PR #3049, opened 2021-10-04
[3040] finish implementation

katiesmilecdr:


tadgh (changes requested):
Hey Katie, this looks great! Only a couple minor things that honestly were just requirements that weren't in the original issue, but I thought up now: 

1. create link should fail if a link already exists between a given golden resource and target resource.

• • • • •

_ACTIVITY_
Could I ask you to return the records exactly and in full?

_RESPONSE FOR THIS EXERCISE_
PR #3049, opened 2021-10-04
[3040] finish implementation

katiesmilecdr:


tadgh (changes requested):
Hey Katie, this looks great! Only a couple minor things that honestly were just requirements that weren't in the original issue, but I thought up now: 

1. create link should fail if a link already exists between a given golden resource and target resource.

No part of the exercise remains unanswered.